Subspace Stabilization Analysis for Non-Markovian Open Quantum Systems
Shikun Zhang, Kun Liu, Daoyi Dong, Xiaoxue Feng, Feng Pan

TL;DR
This paper analyzes the stabilization of subspaces in non-Markovian open quantum systems, providing algebraic and Lyapunov-based conditions for invariant and attractive subspaces relevant to quantum information devices.
Contribution
It introduces analytic conditions for subspace invariance and attractivity in non-Markovian quantum systems, combining algebraic methods with Lyapunov functionals.
Findings
Necessary and sufficient conditions for subspace invariance.
Sufficient conditions for subspace attractivity.
Numerical example demonstrating theoretical results.
Abstract
Studied in this article is non-Markovian open quantum systems parametrized by Hamiltonian H, coupling operator L, and memory kernel function {\gamma}, which is a proper candidate for describing the dynamics of various solid-state quantum information processing devices.

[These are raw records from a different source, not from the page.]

Issue #8069, opened 2023-10-17
Newly created rules have "1" as description


avee87:
### Support guidelines

- [X] I've read the [support guidelines](https://github.com/firefly-iii/firefly-iii/blob/main/.github/support.md)

### I've found a bug and checked that ...

- [X] ... [the documentation](https://docs.firefly-iii.org/) does not mention anything about my problem
- [X] ... there are no open or closed issues that are related to my problem
- [X] ... it's [definitely a Firefly III issue, not me](https://github.com/firefly-iii/firefly-iii/blob/main/.github/its_you_not_me.md)

### Description

This is a minor but annoying issue. For some reason when you create a rule with empty description it ends up with "1" which needs to be then manually removed.
Tested and reproduced on demo instance.
<img width="1116" alt="Screenshot 2023-10-17 at 17 48 32" src="https://github.com/firefly-iii/firefly-iii/assets/6134677/4dc385a1-77e0-406f-8699-4ad396d84bc9">

### Debug information

Debug information generated at 2023-10-17 17:44:43 for Firefly III version **v6.0.27**.

[...]

PR #8070, opened 2023-10-17
[Issue #8069] Fixed bug on description field

Maxco10:
Fixes issue https://github.com/firefly-iii/firefly-iii/issues/8069

Changes in this pull request:
- During the refactoring the description field was lost. Now, I update the RuleRepositories->store function with right code for description field.

@JC5

### DIFF
--- a/app/Repositories/Rule/RuleRepository.php
+++ b/app/Repositories/Rule/RuleRepository.php
@@ -289,7 +289,7 @@ class RuleRepository implements RuleRepositoryInterface
         $rule->strict          = array_key_exists('strict', $data) ? $data['strict'] : false;
         $rule->stop_processing = array_key_exists('stop_processing', $data) ? $data['stop_processing'] : false;
         $rule->title           = $data['title'];
-        $rule->description     = array_key_exists('stop_processing', $data) ? $data['stop_processing'] : null;
+        $rule->description     = $data['description'];
         $rule->save();
         $rule->refresh();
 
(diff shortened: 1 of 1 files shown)


JC5:
A rule does not need to have a description, could you make sure a similar check to the title is added?

Maxco10:
@JC5 sorry, but i did not get your comment. Please read the issue.

app/Repositories/Rule/RuleRepository.php
```diff
@@ -289,7 +289,7 @@ public function store(array $data): Rule
         $rule->strict          = array_key_exists('strict', $data) ? $data['strict'] : false;
         $rule->stop_processing = array_key_exists('stop_processing', $data) ? $data['stop_processing'] : false;
         $rule->title           = $data['title'];
-        $rule->description     = array_key_exists('stop_processing', $data) ? $data['stop_processing'] : null;
+        $rule->description     = $data['description'];
```
JC5, line 292: This field can be empty or non-existent. So I would expect this instead:

```
 array_key_exists('description', $data) ? $data['description'] : ''';
```

JC5 (changes requested):

Maxco10:
@JC5 PR Updated. I added check on title field, if the title does not exists, we set a default value "untitle", similar case for description field but the default value for this case is "" an empty string.

JC5:
Could you fix the spelling of "Untitled" and use single quotes instead of double?

Maxco10:
@JC5 Done!

PR #1483, opened 2026-04-27
fix: set default ibm model

mfortman11:
sets the default ibm model to one that works w/ openrag tools


src/config/model_constants.py
```diff
@@ -35,3 +35,5 @@
 ANTHROPIC_DEFAULT_LANGUAGE_MODEL = "claude-sonnet-4-5-20250929"
 
 OLLAMA_DEFAULT_LANGUAGE_MODEL_PATTERN = "gpt-oss"
+
+WATSONX_DEFAULT_LANGUAGE_MODEL = "openai/gpt-oss-120b"
```
mpawlow, line 39: ## (a) [Major] WatsonX Default Model Bypasses Provider Routing in `get_litellm_model_name`

### Summary

The constant `WATSONX_DEFAULT_LANGUAGE_MODEL = "openai/gpt-oss-120b"` contains an `openai/` prefix that causes `get_litellm_model_name` to skip provider-based routing entirely, potentially sending WatsonX requests to the OpenAI API instead.

### Problem

- `get_litellm_model_name` has an early-return guard:
  ```python
  KNOWN_PREFIXES = ["openai", "ollama", "watsonx", "anthropic"]

  if any(model_name.startswith(p + "/") for p in KNOWN_PREFIXES):
      return model_name
  ```
- Because `"openai/gpt-oss-120b"` starts with `"openai/"`, the function immediately returns `"openai/gpt-oss-120b"` — it never consults the model registry, and never prepends the `"watsonx/"` prefix that would route the call through WatsonX
- LiteLLM interprets `"openai/gpt-oss-120b"` as an OpenAI-provider model and routes it to the OpenAI API, not the configured WatsonX endpoint
- This behaviour is inconsistent with how other WatsonX models are handled (e.g. `"ibm/granite-..."` would correctly resolve to `"watsonx/ibm/granite-..."`)

### Code References

- `src/config/model_constants.py:39` — `WATSONX_DEFAULT_LANGUAGE_MODEL = "openai/gpt-oss-120b"`
- `src/services/models_service.py:117–118` — prefix early-return in `get_litellm_model_name`
- `src/services/models_service.py:488` — comparison `model_id == WATSONX_DEFAULT_LANGUAGE_MODEL`
- `src/services/search_service.py:203` — call site where `get_litellm_model_name` is invoked without an explicit provider

### Potential Solution

- Verify the exact `model_id` string returned by the WatsonX `foundation_model_specs` API for this model, and use that raw ID (without any provider prefix) as the constant value:
  ```python
  WATSONX_DEFAULT_LANGUAGE_MODEL = "gpt-oss-120b"  # raw Watson model_id
  ```
- Update `get_litellm_model_name` to check the registry first before applying the early-return prefix guard, so that models registered under `"watsonx"` always receive the correct `"watsonx/"` prefix regardless of their internal ID structure

### Alternative Solutions

- **Keep the constant as-is but fix `get_litellm_model_name`** — extend the early-return logic to verify the prefix matches the registered provider; if the registry says `"watsonx"` but the prefix is `"openai"`, override and format as `"watsonx/openai/gpt-oss-120b"`:
   ```python
   if any(model_name.startswith(p + "/") for p in KNOWN_PREFIXES):
       registered_provider = ModelsService._model_provider_registry.get(model_name)
       if registered_provider and not model_name.startswith(registered_provider + "/"):
           return f"{registered_provider}/{model_name}"
       return model_name
   ```

src/services/models_service.py
```diff
@@ -521,9 +522,11 @@ async def get_ibm_models(
                             {
                                 "value": model_id,
                                 "label": model_name or model_id,
-                                "default": i == 0,  # First model is default
+                                "default": model_id == WATSONX_DEFAULT_LANGUAGE_MODEL,
```
mpawlow, line 533: ## (b) [Normal] No Fallback Default When `WATSONX_DEFAULT_LANGUAGE_MODEL` Is Absent from API Response

### Summary

If the Watson API does not return `"openai/gpt-oss-120b"` (e.g., model retired, renamed, or unavailable on the account), no language model will have `"default": True`, leaving the UI with an unselected language model for all IBM Watson users.

### Problem

- Previously, `"default": i == 0` guaranteed that exactly one model was always marked as default (the first one returned)
- The new code, `"default": model_id == WATSONX_DEFAULT_LANGUAGE_MODEL`, produces zero defaults if the specified model ID does not appear in the API response
- There is no warning log or fallback to indicate this state has occurred
- The `"default"` flag is consumed downstream to pre-populate the model selector in the UI; an empty default state may require users to manually choose a model every time, or could surface as a confusing blank selection

### Code References

- `src/services/models_service.py:484–489` — the new language model default assignment
- `src/services/models_service.py:492` — sort after loop (sort is no-op if no default is set)
- `src/config/model_constants.py:39` — the constant being matched against

### Potential Solution

Add a fallback after the loop: if no model was marked as default, fall back to the first model and emit a warning:

```python
language_models.sort(key=lambda x: (not x.get("default", False), x["value"]))

if language_models and not any(m.get("default") for m in language_models):
    logger.warning(
        "WATSONX_DEFAULT_LANGUAGE_MODEL '%s' not found in API response; "
        "falling back to first available model as default.",
        WATSONX_DEFAULT_LANGUAGE_MODEL,
    )
    language_models[0]["default"] = True
```

### Alternative Solutions

1. **Raise an explicit warning only** (no fallback) — log clearly that the configured default model was not found, allowing the caller to decide how to handle an unset default, rather than silently applying one
2. **Validate the model ID at startup** — when WatsonX credentials are first configured, fetch and cache the list of available model IDs and verify `WATSONX_DEFAULT_LANGUAGE_MODEL` is in the list; fail loudly at configuration time rather than silently at runtime

src/services/models_service.py
```diff
@@ -547,7 +550,7 @@ async def get_ibm_models(
                     embed_models = embed_data.get("resources", [])
                     logger.info(f"Retrieved {len(embed_models)} embedding models from Watson API")
 
-                    for i, model in enumerate(embed_models):
+                    for model in embed_models:
```
mpawlow: ## (c) [Minor] IBM Embedding Models Have No Default — Inconsistent with Other Providers

- Note: This is Minor. Please feel free to optionally implement or ignore.

### Summary

All IBM Watson embedding models are now unconditionally set to `"default": False`. Unlike OpenAI (which has `OPENAI_DEFAULT_EMBEDDING_MODEL = "text-embedding-3-small"`), there is no `WATSONX_DEFAULT_EMBEDDING_MODEL` constant, leaving WatsonX embedding model selection entirely up to the user.

### Problem

- Before this PR, the first embedding model in the WatsonX API response was marked as default (`"default": i == 0`)
- After this PR, no embedding model ever has `"default": True`
- There is no `WATSONX_DEFAULT_EMBEDDING_MODEL` constant in `model_constants.py` or `embedding_constants.py`, and no comment explaining the intentional omission
- This is asymmetric with `get_openai_models` (which uses `OPENAI_DEFAULT_EMBEDDING_MODEL`) and may degrade UX for Watson users who need to embed documents, as they must manually select an embedding model where they previously did not

### Code References

- `src/config/embedding_constants.py:3` — `OPENAI_DEFAULT_EMBEDDING_MODEL = "text-embedding-3-small"` (no WatsonX equivalent)

### Potential Solution

Define a `WATSONX_DEFAULT_EMBEDDING_MODEL` constant in `model_constants.py` or `embedding_constants.py` and apply the same explicit-match pattern used for language models:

We look into the subspace stabilization problem of the system from the perspective of dynamical systems and control. The problem translates itself into finding analytic conditions that characterize invariant and attractive subspaces. Necessary and sufficient conditions are found for subspace invariance based on algebraic computations, and sufficient conditions are derived for subspace attractivity by applying a double integral Lyapunov functional. Mathematical proof is given for those conditions and a numerical example is provided to illustrate the theoretical result.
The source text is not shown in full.